A single 5mg dose of Eliquis (apixaban) stays in your system for roughly 42 to 72 hours, depending on your age, kidney function, and other medications you take. The drug has a half-life of about 12 hours, meaning half of it is eliminated every 12 hours. After five to six half-lives, the amount remaining is negligible, which puts the typical full clearance window at two to three days.
How the Half-Life Works
Eliquis reaches its peak concentration in your blood about 3 to 4 hours after you swallow a tablet. From that point, the drug’s level drops by roughly half every 12 hours. So after 12 hours, about half the dose remains active. After 24 hours, roughly a quarter. After 36 hours, about an eighth. By 60 to 72 hours, the residual amount is too small to have a meaningful anticoagulant effect.
Published pharmacokinetic data puts the half-life anywhere from 8 to 15 hours, with 12 hours being the most commonly cited average. If your personal half-life is on the shorter end (8 hours), the drug clears faster. If it’s on the longer end, clearance takes closer to three full days.
What Slows Clearance Down
Kidney Function
Your kidneys handle a significant portion of Eliquis elimination. When kidney function is reduced, the drug lingers longer and reaches higher concentrations between doses. In one study of atrial fibrillation patients, those with moderate kidney impairment had roughly double the trough concentration of the drug compared to people with normal kidney function, both taking the same 5mg dose. That means the drug is effectively staying in the system at higher levels for longer, even though the half-life number doesn’t change dramatically on paper.
Medications That Interact
Eliquis is broken down in the body primarily through a liver enzyme pathway and a transport protein. Certain medications block both of these routes simultaneously, which can double your exposure to the drug. Strong inhibitors of these pathways, such as the antifungal ketoconazole, increased Eliquis blood levels by 100% in FDA clinical pharmacology studies. That effectively means the drug acts as if you took a higher dose and stays active longer.
The reverse is also true. Strong inducers of the same pathways, like the antibiotic rifampin, cut Eliquis exposure roughly in half, clearing it from your system faster than normal. Moderate inhibitors generally don’t change things enough to matter clinically.
Age and Body Weight
Older adults and people with lower body weight tend to have higher drug concentrations. This is partly because kidney function naturally declines with age and partly because a smaller body means a smaller volume for the drug to distribute through. If you’re over 75 or weigh less than 60 kg (about 132 lbs), Eliquis likely stays active in your system toward the longer end of the clearance window.

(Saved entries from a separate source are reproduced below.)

PR #339, opened 2019-07-09
Added support for the SHA1 hashing algorithm.

eaplatanios:
@rxwei I use this in my Gym Retro interface and so I wanted to add it here along with SHA512. I plan to start a discussion in the Swift forums about making these algorithms available in the standard library and I thought it'd be nice to have a working implementation.

Regarding SIMD, I think we should use `ContiguousArray<UInt8>` for representing the hashes (or just `[UInt8]`) because not all can be represented using SIMD. For example, in `SHA1` the hash consists of only 5 bytes and there is no `SIMD5`. What do you think?


rxwei:
I think we can add a 3-bit padding in a `SIMD8` and still use SIMD because it's faster.

eaplatanios:
Sounds good. I added a 3-byte zero padding in the accumulator and a 12-byte zero padding in the result to facilitate for this.

PR #805, opened 2014-12-18
Migrate MarketMetadata, fix HitBtc

rafalkrupinski:
Changed getMetadata() to let it return Map<CurrencyPair, ? extends MarketMetadata> so user can get all the currencies with single call.
Moved the the method to AccountService, because it uses some form of getAccountInfo most of the times anyway.

In case of HitBtc, TradeService uses the data to prepare orders and interpret trade history, so the constructor calls getMetadata() and passes the result to the TradeService. I'm not really fond of calling remote method from constructor, but I didn't find other way to do it. I'm open to suggestions.

Also, removed default currency from getTradeHistory as it's optional parameter, and fixed placeMarketOrder timeInForce parameter. I can push these fixes in separate patch, if you don't like the rest.


rafalkrupinski:
@timmolter is the above agreeable, and what about hitbtc?

timmolter:
@rafalkrupinski Sorry for the delay. With the holidays and many birthdays in my family I haven't have a chance to sit down and think this completely through. I'll hopefully get to it soon. Thanks for your patience.

rafalkrupinski:
@timmolter, what do you mean by "get rid of MarketMetaData"?
Map<CurrencyPair, MarketMetadata> is made with one remote call.
If we remove it, we either make a remote call per method you've listed, or we cache the data internally in the service without any user control over it. I don't think either option is better than the current design, where the user is making a single call, and the service, if it needs the data internally, like hitbtc, may keep the result of the last call.

3) getExchangeSymbols() will be deprecated by getMarketMetadata().keys()

timmolter:
@rafalkrupinski I mean move it into  `PollingTradeService`. Merge all the functionality there instead. Perhaps put the code that does the file reading and loading in `BasePollingService`. The "metadata" relevant to  all polling services (like currency pairs) could actually be part of `BasePollingService`. 

What do you think about that?

timmolter:
The user could call something like `loadMetadata` whenever they want to (at start up and when they think it should be refreshed. If they call `getPriceStep()` before it was loaded they get an exception telling them they need to call `loadMetadata` first.

rafalkrupinski:
@timmolter if we move the methods from MarketMetadata to PollingTradeService, then we have a copy of their implementation in every TradeService or, if we move it to BasePollingService, then every service of every exchange has a copy of metadata. I think the design proposed in this patch is slightly better :)

Alternatively please see https://github.com/rafalkrupinski/XChange/tree/meta3
It implements suggestions from before January: 
- I've removed trading fee from MarketMetadata
- getMarketMetadata() is moved to PollingTradeService.
- The metadata is still quietly kept if the TradeService requires it (HitBtc).

Problem with initialization remains. In my version the user is required to call getMarketMetadata before placeOrder or getHistory but the method throws exception if it's not implemented. Poor design for a common interface :/

This looks much better in your solution: if no metadata is needed then loadMetadata() could be a noop.
This is actually an initialisation method, so why not call it init()? We might find more uses for it in the future (e.g. some exchanges call getExchangeSymbols() for internal needs, it could be moved there).

I'd like to use loadMetadata idea (but call it init) and keep Map<CurrencyPair, MarketMetadata> exposed (as in meta3 branch). What do you think?

PS.
I'll introduce init() method in meta3 in a minute.

rafalkrupinski:
Oh, I could wrap the map in a single object, ExchangeMetadata, it would make the API look cleaner.

rafalkrupinski:
@timmolter OK, I'll take it for "I love the idea" :)

@felipelalli If you still want to contribute an implementation, you can start now :)

felipelalli:
Nice job guys! @timmolter I can't right now, I am sorry.

PR #816, opened 2015-01-12
ItBit orderbook missing date

jheusser:


rafalkrupinski:
Wouldn't it be better to leave it null instead of artificially setting to local time?
I mean, if the server returns some value, than OK, it's a time of the last operation, or in worst case, current server time, but with new Date() the field is worthless.

timmolter:
Yes, I agree. It was decided at the beginning to only allow a date that comes from the server and not to call `new Date()`. Maybe we should call the field `serverTime` to make that clearer.

rafalkrupinski:
BTW, it still wouldn't be clear if it's the timestamp of the call or the last modification of order book. We don't need to rename the field, javadoc should suffice.

jheusser:
Ok makes sense. Quite a few imps use polling date so we should change it
there as well.

PR #820, opened 2015-01-14
changed partner to api_key

davassi:
'partner' key is no more longer supported by OkCoin usd

### DIFF
--- a/xchange-okcoin/src/main/java/com/xeiam/xchange/okcoin/OkCoin.java
+++ b/xchange-okcoin/src/main/java/com/xeiam/xchange/okcoin/OkCoin.java
@@ -64,7 +64,7 @@ public interface OkCoin {
 
 	@POST
 	@Path("future_userinfo_4fix.do")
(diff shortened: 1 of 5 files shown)


jheusser:
@davassi Is this tested for okcoin.cn as well?

zholmes1:
It should be fine. In zTrader I am using the implementation that can be seen in my pull request and I haven't had any complaints from my users on okcoin.cn. In my implementation I just changed everything to String but still sent it as "partner" and everything seems fine.

zholmes1:
Just checked the documentation for both .cn and .com and they are both now looking for "api_key."

davassi:
@jheusser Actually not, I did not test against .cn. But as @zholmes1 confirm, and I even asked directly to the okcoin online support, the partner key is deprecated both side. The documentation of okcoin has some typos as well...

jheusser:
ok cool, thanks guys.

MaximSultakov:
Is it possible to have it fixed in 2.1 which is stored in Maven Repo?

rafalkrupinski:
It's impossible to change artifacts released to maven central. You could backport the fix and try asking @timmolter to release a 2.1.1 . You'd need to make branch rooted in xchange-2.1.0 tag for that.

PR #826, opened 2015-01-20
Add trading fee to AccountInfo @ BTC-e and Hitbtc

rafalkrupinski:
BTC-e API currently reports fee of .002 (.2%) for all listings, so I put one of the values in the AccountInfo.

Hitbtc fees vary between listings, so AccountInfo.getTradingFee() return value is configurable through xchange.properties.
All the fees are available through HitbtcTradingServiceHelper

ANX: make AccountInfo.getTradingFee() return fraction instead of percent.


rafalkrupinski:
Note that calling BTCExchange.init() is not strictly required, but it allows AccountInfo,getTradingFee() to return a non-null

PR #830, opened 2015-01-20
[pom] Remove duplicate managed dependency

rafalkrupinski:
the first definition is in line 198

### DIFF
--- a/pom.xml
+++ b/pom.xml
@@ -146,7 +146,12 @@
 			<dependency>
 				<groupId>org.slf4j</groupId>
 				<artifactId>slf4j-api</artifactId>
-				<version>1.7.8</version>
+				<version>1.7.10</version>
+			</dependency>
+			<dependency>
+				<groupId>org.slf4j</groupId>
+				<artifactId>slf4j-simple</artifactId>
+				<version>1.7.10</version>
 			</dependency>
 
 			<!-- SLF4J implementation for use in testing -->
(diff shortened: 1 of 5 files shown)


pom.xml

How Long to Stop Before Surgery
The practical reason most people search this question is an upcoming procedure. Guidelines from the American College of Cardiology break it down by how much bleeding the surgery involves:
- Minimal-risk procedures (dental extraction, skin lesion removal): skip one dose, either the evening before or the morning of the procedure.
- Low-to-moderate-risk procedures (gallbladder removal, hernia repair): stop Eliquis one day before the procedure, which creates a gap of roughly 30 to 36 hours, or about three half-lives.
- High-risk procedures (major joint replacement, cancer surgery): stop two days before the procedure, creating a gap of roughly 60 to 68 hours, or about five half-lives.
- Spinal/epidural anesthesia: stop three full days before the procedure.
These timelines are designed to get the drug’s blood-thinning effect low enough that surgical bleeding risk returns close to baseline. They assume normal kidney function. If your kidneys are impaired, your care team may add extra time.
Steady State vs. a Single Dose
If you’ve been taking Eliquis twice daily for weeks or months, the drug reaches a steady state in your blood, meaning each new dose tops off a level that hasn’t fully cleared from the last one. Steady state is typically reached after about five doses (roughly 2.5 days of twice-daily dosing). When you stop taking Eliquis after long-term use, the clearance timeline is the same as for a single dose: the last tablet you took will follow the same 12-hour half-life pattern, and the drug will be functionally gone within two to three days.
The key difference is that your starting concentration at the time of your last dose may be slightly higher during steady state than after a single isolated dose. In practice, this doesn’t meaningfully change the clearance timeline because the half-life remains the same.
If Reversal Is Needed in an Emergency
In cases of serious bleeding or emergency surgery, waiting two to three days isn’t an option. A reversal agent exists that neutralizes Eliquis within two to five minutes of being administered intravenously. In clinical trials, it reduced the drug’s anti-clotting activity by 94% almost immediately, compared to just 21% with a placebo. The reversal effect lasts about two hours from a single dose, after which the drug’s activity can gradually return if additional treatment isn’t given. This is a hospital-only intervention for urgent situations, not something used for routine procedures.